What Causes Yo-Yo Dieting?
When your diet includes sessions of starvation, missing meals, or very low calories - you are setting yourself up for the yo-yo effect. Whereas it seems that good results can be achieved rapidly, in due course, the body gets the allusion that fewer calories are coming in. The body becomes accustomed, and decides that energy must be conserved and metabolism, the way the body burns food for energy, begins to hold up. Often this can be a 'plateau' - the weight loss that was primarily achieved begins to slow down or stop.
Yo-Yo Diets and Weight Cycling
How many times have you effectively lost weight - only to gain it again further down the track? Some people cope with this for most of their lives. This is "yo-yo" dieting - an ongoing model of gaining and losing weight. Sometimes it is called "weight cycling".
Lots of people are at a deadlock at this moment, and, struggling to keep the diet, the weight begins to come back on. And what's even worse, is that for some people, the lowered metabolism means they wind up with more weight than what they started at!
This is one of the problems with dieting - as a sudden fad - the body's metabolism becomes less well-organized with each dieting period. The strict calorie control also causes loss of muscle tone. Less muscle once more means a slower metabolism. The commons signs of this are sagging upper arms, because of loss of triceps muscle tone and following fat gain.
Yo-yo dieting is defined by alternating periods of feast and famine (that the dieter deliberately undertakes). It is a particularly ineffective method of sustaining weight loss.
The human body responds to hunger by decreasing metabolism. When food is again obtainable, it is stored instantly as fat.

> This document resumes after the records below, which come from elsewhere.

Issue #3811, opened 2020-02-27
Isolated `BandsData` will raise exception when running `verdi data bands list`


unkcpz:
```
bands = load_node(<bands_node>)
bands_clone = bands.clone()
bands_clone.store()
```
will cause `verdi data bands list` break.

```
File "/home/unkcpz/pyProject/aiida_core/aiida/backends/djsite/queries.py", line 178, in get_bands_and_parents_structure
    struc_pks = [structure_dict[pk] for pk in pks]
File "/home/unkcpz/pyProject/aiida_core/aiida/backends/djsite/queries.py", line 178, in <listcomp>
    struc_pks = [structure_dict[pk] for pk in pks]
KeyError: 230
```

Although I have no idea whether it is reasonable to have `BandsData` node without structure as its ancestor, this is still a case to consider. but I don't know which of the following measures is more reasonable

1. forbid users from creating `BandsData` instance without set a `StructureData` as its ancestor node.
2. when running `verdi data bands list` show `None` as its formula value.

I am in favor of the second personally.

ltalirz:
Thanks @unkcpz for pointing this out. I agree with your assessment and would vote for 2.

Mentioning @giovannipizzi and @sphuber for comment.

greschd:
Agree with #2, I'm fairly certain I've created `BandsData` without associated `StructureData` in some places.

sphuber:
This really depends on the original design of `BandsData`. If it really needs an associated `StructureData` then option 2 would be a bit of a workaround. But given that one can already created a separate `BandsData` object, interfaces should not except, so I would also vote for option 2

ltalirz:
Thanks for the input - @unkcpz this is the "go" signal ;-)

unkcpz:
I make a PR. but one thing need to be discussed, when a bands object is cloned, its `StructureData` should also be cloned? Maybe this behavior is what users expected when calling the `.clone()` function.

greschd:
I don't think it should clone the `StructureData`. Looking at the code, the "linked structure" is anyway just determined through a query for the closest ancestor, and `.clone()` definitely shouldn't do any node linking - the graph relationships of the clone should be up to the calling code (e.g. in the caching code).

That makes me wonder, though, if that linked structure is always the right one. It looks for the closest parent, but for example if a calculation creates both structure and bands in one step, the correct structure might be a sibling node.

PR #3798, opened 2020-02-24
plot bands with only one kpoint

unkcpz:
Fix #2462 : Support plotting `BandsData` instances with a single kpoint.

Issue #3755, opened 2020-02-12
QueryBuilder: with_ancestors does not work as expected


ltalirz:
Consider the following simple graph
![graph](https://user-images.githubusercontent.com/1053245/74344352-b84d2a80-4dac-11ea-8c7a-f0d744c63a27.png)

With the following query
```python
qb=QueryBuilder()
qb.append(Int, filters={ 'uuid': '8dba489c-6c37-49b8-9bdd-b3bbb0c19044' }, tag='top')
qb.append(Node, filters={ 'uuid': '77ffe2ac-82ae-4e6f-b972-b6604cc94671'}, with_ancestors='top')
```
I would expect exactly one result (the node at the bottom).

However, I get this:
```
In [6]: qb.all()
Out[6]:
[[<Float: uuid: 77ffe2ac-82ae-4e6f-b972-b6604cc94671 (pk: 27723) value: 256.0>],
 [<Float: uuid: 77ffe2ac-82ae-4e6f-b972-b6604cc94671 (pk: 27723) value: 256.0>]]
```

The reason is that there are two paths to arrive at the final node (one through the left, and one through the right). Discovered with @danieleongari

Mentioning @giovannipizzi and @lekah for comment.

P.S. @giovannipizzi We did test the `with_ancestors` approach and with the current implementation it is very slow. As you can imagine, you can easily get back the same node hundreds of times.

P. P.S. Python script to create the graph
```python
from aiida.engine import calcfunction
from aiida.orm import Int

@calcfunction
def divide(inp):
    return {'half_1': inp/2, 'half_2': inp/2}

@calcfunction
def sum(inp1, inp2):
    return inp1 + inp2

a = Int(256)
print(a.uuid)
b, c = divide(a).values()
d = sum(b,c)
```

CasperWA:
I guess the simple solution would be to use `set`s somewhere in the method/function? But this will not solve the speed issues, as well as the fact that all "similar" edges in the graph are probed.

lekah:
I'd say your example works exactly as expected. Same if you have 2 links connecting two Nodes (1 and 2), you'd get node2 twice traversing from node1. It's because the Cartesian product (the join) has 2 solutions, as is the case in above example. If you want unique solutions, use qb.distinct().all(), that is asking the backend to return unique solutions.

ltalirz:
> I'd say your example works exactly as expected.

[...]

PR #3817, opened 2020-02-29
isolated bandsdata list and test

unkcpz:
Fixes https://github.com/aiidateam/aiida-core/issues/3811

- when no ancestors found for `BandsData` object `verdi data bands list` returns `NOT FOUND` as formula. `<<UNKNOW>>` reserved for the situation when ancestor found but its formula cannot be read properly.
- in `abstractqueries::get_bands_and_parents_structure` query for band after the group query to prevent item listed in empty group.
- `_extrat_formula` removed from `djsite::queries` use the general function.


unkcpz:
Emm.. I think I don't have the permissions to assign reviewers, right? Could you review it?@ltalirz

aiida/backends/general/abstractqueries.py
```diff
@@ -136,7 +136,7 @@ def _extract_formula(args, akinds, asites):
 
         # We want only the StructureData that have attributes
         if akinds is None or asites is None:
-            return None
+            return '<<UNKNOWN>>'
```
ltalirz: Just to understand: why do we need to introduce this custom label?
EDIT: Oh, I see, it is already in the code... Aren't you changing the meaning of `<<UNKNOWN>>` here, though?

Anyhow, since you now already looked into this function, if you could add a few lines of documentation to its docstring that would be great.
Have you seen whether this `args` object is documented anywhere?
We're really digging in some aiida code from the "old days" here... great to clean this up a little bit.

tests/cmdline/commands/test_data.py
```diff
@@ -322,6 +323,11 @@ def test_bandlistshelp(self):
     def test_bandslist(self):
         self.data_listing_test(BandsData, 'FeO', self.ids)
 
+    def test_bandslist_isolated_node(self):
+        bands = BandsData()
+        bands.store()
+        self.data_listing_test(BandsData, '<<UNKNOWN>>')
```
ltalirz: Would it perhaps be easier to include the "lone" BandsData node simply in  `create_structure_bands()`?

I guess then you might also not have to modify the `data_listing_test` (?)

unkcpz: You are totally right! I didn't clearly understand how function `data_listing_test` works.

aiida/backends/general/abstractqueries.py
unkcpz: Yes, I think you are right. I did this because I want to make as few changes as possible.
Now, I use `NOT FOUND` for the isolated bands, and reserve `<<UNKNOW>>` for what was originally designed for (the situation when formula variable is unproperly assigned).

ltalirz:
Thanks a lot @unkcpz for working through this convoluted code!

Before I go through this line-by-line:
@giovannipizzi - in this PR, @unkcpz is removing the django-specific implementation of `_extract_formula` (I agree).

While we're at it, there is also a django-specific implementation of `get_bands_and_parents_structure`.
Do you mind giving this function a look and letting us know whether there are actual performance reasons for keeping this, or can we get rid of this as well?
To me, this code looks very complicated, so it should really be significantly faster in order to justify its existence:
https://github.com/aiidateam/aiida-core/blob/09cb6cb70df024143ac5a3720e4034b609536b02/aiida/backends/djsite/queries.py#L148-L193

 we are removing a

unkcpz:
@ltalirz @giovannipizzi 
If I understand correctly, code support for different backend comes from historical reasons and there was no efficiency promotion. This piece of code was added https://github.com/aiidateam/aiida-core/commit/e94fad187f93430522181a2a190c9bbede4e7085 , at that time, it seemed that all queries is done by `Q` function directly . 
All the band query and list code would be better to remove to `aiida/cmdline/command/cmd_data/cmd_bands.py` where the function was called. This will keep it consistent with other similar implementations such as `cmd_structure`.
 
If it is correctly, I can make a PR to try to fixes the band query function here and check if the other place have the same problem.
my two cents

giovannipizzi:
I don't think this function is a leftover - it was moved there on purpose (I have some memory of this) because it was faster. Now, I don't know if with the current changes it's faster. Note that this touched the transitive table, i.e. now the ancestors and descendants in the QueryBuilder.

I agree that that functionality is quite specific. However, before removing, I suggest testing the Django-specific implementation vs. the generic implementation, and reporting the results here (but this should be done in a big DB).
Actually, this could be a good test for @danieleongari (see #3755) to check if this (or an adaptation of this) is faster than using the QueryBuilder? (It might be, this gets the 'closest' ancestors, while the QueryBuilder always gets everything).

unkcpz:
The original purpose of this PR seems already reached. Could you merge this so I can get back to https://github.com/aiidateam/aiida-core/pull/3798 based on this PR? @ltalirz 
or we just keep this PR open and wait for the report from @danielhollas ?

I have no experience at working several interrelated issues at the same time, could you tell me how to deal with this situation? :-p

danielhollas:
> The original purpose of this PR seems already reached. Could you merge this so I can get back to #3798 based on this PR? @ltalirz
> or we just keep this PR open and wait for the report from @danielhollas ?
Too many Daniels in the world :laughing: 

@unkcpz I think you wanted to mention @danieleongari, though I seem to be unable to mention him for some reason, though Github does not suggest him while typing for some reason...

unkcpz:
forgive my careless @danielhollas . yes, Github does not suggest him while typing.

ltalirz:
@CasperWA Just to understand - should codecov now be working on PRs from forks or not?

CasperWA:
> @CasperWA Just to understand - should codecov now be working on PRs from forks or not?

I believe it should work. You can always check whether a codecov report was successfully uploaded by checking the CI run.

See, e.g., [here](https://github.com/aiidateam/aiida-core/runs/525733332?check_suite_focus=true#step:12:56).
It seems for this particular instance it tried several times to upload, and finally succeded, while for [the `django` backend](https://github.com/aiidateam/aiida-core/runs/525733324?check_suite_focus=true#step:12:36) it succeded to upload right away.

tests/cmdline/commands/test_data.py
```diff
@@ -321,6 +325,13 @@ def test_bandlistshelp(self):
 
     def test_bandslist(self):
         self.data_listing_test(BandsData, 'FeO', self.ids)
+        self.data_listing_test(BandsData, 'NOT FOUND', self.ids)
```
ltalirz, line 328:
```suggestion
        self.data_listing_test(BandsData, '<<NOT FOUND>>', self.ids)
```

tests/cmdline/commands/test_data.py
```diff
@@ -321,6 +325,13 @@ def test_bandlistshelp(self):
...
+
+    def test_bandslist_with_elements(self):
+        options = ['-e', 'Fe']
+        res = self.cli_runner.invoke(cmd_bands.bands_list, options, catch_exceptions=False)
+        self.assertIn(b'FeO', res.stdout_bytes, 'The string "FeO" was not found in the listing')
+        self.assertNotIn(b'NOT FOUND', res.stdout_bytes, 'The string "NOT FOUND" should not in the listing')
```
ltalirz, line 334:
```suggestion
        self.assertNotIn(b'<<NOT FOUND>>', res.stdout_bytes, 'The string "<<NOT FOUND>>" should not in the listing')
```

This survival mechanism, while a useful response to genuine food insufficiency, leaves the yo-yo dieter feeling lethargic and fatigued (and defeated).
Metabolism can be reinstated to a higher level with exercise and a reasonable weight-loss diet. This diet is defined by the minimum safe daily caloric intake of 75 percent of the basal metabolic rate. (Those eating less should do so only under medical control. Parents and guardians should consult medical professionals before placing their children on any type of diet.)
On one occasion an ideal weight is attained, a weight-maintenance diet is necessary. This requires limiting excess caloric intake and making small changes in caloric intake in response to physical clarification (of one's weight and appearance).